If the UK leaves the EU suddenly, all of that painstaking work will be lost - or at least set back for years.

Europe continues to dominate the UK's export markets, with its top ten trading partners for import and export including only the US, China, Switzerland and Norway from outside the EU.

The EU's significance for Britain "should not be underestimated," Meyer-Schwickerath said.

"Of course everybody's talking about China, where the growth rates are big, and also about India for the same reason, but for the coming years Europe will remain the largest (trading partner)."

Business hates uncertainty

What keeps people like him up at night when thinking of the British referendum and Prime Minister David Cameron's campaign for EU reform is uncertainty, Meyer-Schwickerath said – even though many business people would like to see cuts to some European red tape.

"We are getting into danger that Europe starts again from the particular interests of each country," he said. "This uncertainty is very bad for business, for trade or investment in other countries.

"The other thing is that most of the tariff negotiations would have to be redone. Trade tariffs on products and services might apply again if Britain leaves the EU."

Meyer-Schwickerath points to the difficulty Europe and the USA have had in negotiating what was supposed to be a flagship free-trade agreement, the Transatlantic Trade and Investment Partnership, as an indicator of the time it might take the UK to negotiate a new deal – or multiple new deals – with its EU trading partners if it were to leave.

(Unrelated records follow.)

PR #353, opened 2021-07-29
Fix default value of modulate flag

### LINKED ISSUE #351: T1-volume --modulate is inconsistent
The option --modulate in t1-volume seems to be set by default to False in a subset of the subpipelines. A coherent behavior across sub-pipelines needs to be specified

ghisvail:
The switch to Click changed the behavior of the `--modulate` flag which used to be set to true by default. This PR brings back the old behavior. Use `--no-modulate` to explicitly disable modulation.

Here is the corresponding output of the help string:

```sh
clinica run t1-volume -h
[...]
    --modulate / --no-modulate    Modulate output images, no modulation preserves concentrations.  [default: modulate]
```

Closes #351

### DIFF
--- a/clinica/pipelines/t1_volume_dartel2mni/t1_volume_dartel2mni_cli.py
+++ b/clinica/pipelines/t1_volume_dartel2mni/t1_volume_dartel2mni_cli.py
@@ -27,7 +27,7 @@ def cli(
     group_label: str,
     smooth: List[int] = (8,),
     tissues: List[int] = (1, 2, 3),
-    modulate: bool = False,
+    modulate: bool = True,
     voxel_size: Tuple[float, float, float] = (1.5, 1.5, 1.5),
     subjects_sessions_tsv: Optional[str] = None,
     working_directory: Optional[str] = None,
--- a/clinica/pipelines/cli_param/option.py
+++ b/clinica/pipelines/cli_param/option.py
@@ -37,9 +37,9 @@ low_bval = option(
 )
 
 modulate = option(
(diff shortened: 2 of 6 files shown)


ghisvail:
After inspection of the code, I confirm the value of the `modulate` flag is passed verbatim to the nipype interface for Dartel.

clinica/pipelines/t1_volume_dartel2mni/t1_volume_dartel2mni_cli.py
```diff
@@ -27,7 +27,7 @@ def cli(
     group_label: str,
     smooth: List[int] = (8,),
     tissues: List[int] = (1, 2, 3),
-    modulate: bool = False,
+    modulate: bool = True,
```
omar-rifai, line 30: Can't we indicate somehow that there are both modulate and no modulate flags in here?

ghisvail: `modulate` here is the variable receiving the boolean value. The flag definitions are in the corresponding `Click.option` which eventually provides its value. Not much to be done further.

ghisvail: I added an explicit `"modulate"` target variable name for what it's worth.

omar-rifai:
Can you please also update the doc to reflect the changes?

ghisvail:
Done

Small and medium businesses, like many of those that make up the BCCG membership, were asked to contribute to a British review of the balance of powers between the EU and the member states – but many didn't have the expert knowledge to contribute.

"We did a meeting with UKTI and our parent organization [Council of British Chambers of Commerce in Europe, COBCOE] and some business representatives and the outcome was fairly open," with no real consensus about what the best reforms to the EU system would be, Meyer-Schwickerath said.

Give and take

"It's really up to the will of the government," no matter what the facts and statistics say, he concludes.

But for a prudent businessman, the preference would be for a status quo that's proven its worth.

"Of course it's all in the details, there will always be a degree of compromise between the EU and each individual country," Meyer-Schwickerath concludes.

"You give and take in some instances, but in the end, the economic and political union have been to the great benefit of many countries.

"Even though the British and German governments are net contributors, the benefit for business is much greater."